Assigned task >>
Starting at the line that contains "build(CMake): Provide NEON", restate each line word for word through the final line of the data, keeping both ends.

Given material >>
+ + + + +

PR #359, opened 2023-10-31
build(CMake): Provide NEON cflags for ARMv8 32bit

BurningEnlightenment:
ARMv8 CPUs are guaranteed to support NEON instructions. However, for 32bit ARMv8 triplets GCC needs to explicitly be configured to enable NEON intrinsics.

+ + + + +

Exercise answer >>
build(CMake): Provide NEON cflags for ARMv8 32bit

BurningEnlightenment:
ARMv8 CPUs are guaranteed to support NEON instructions. However, for 32bit ARMv8 triplets GCC needs to explicitly be configured to enable NEON intrinsics.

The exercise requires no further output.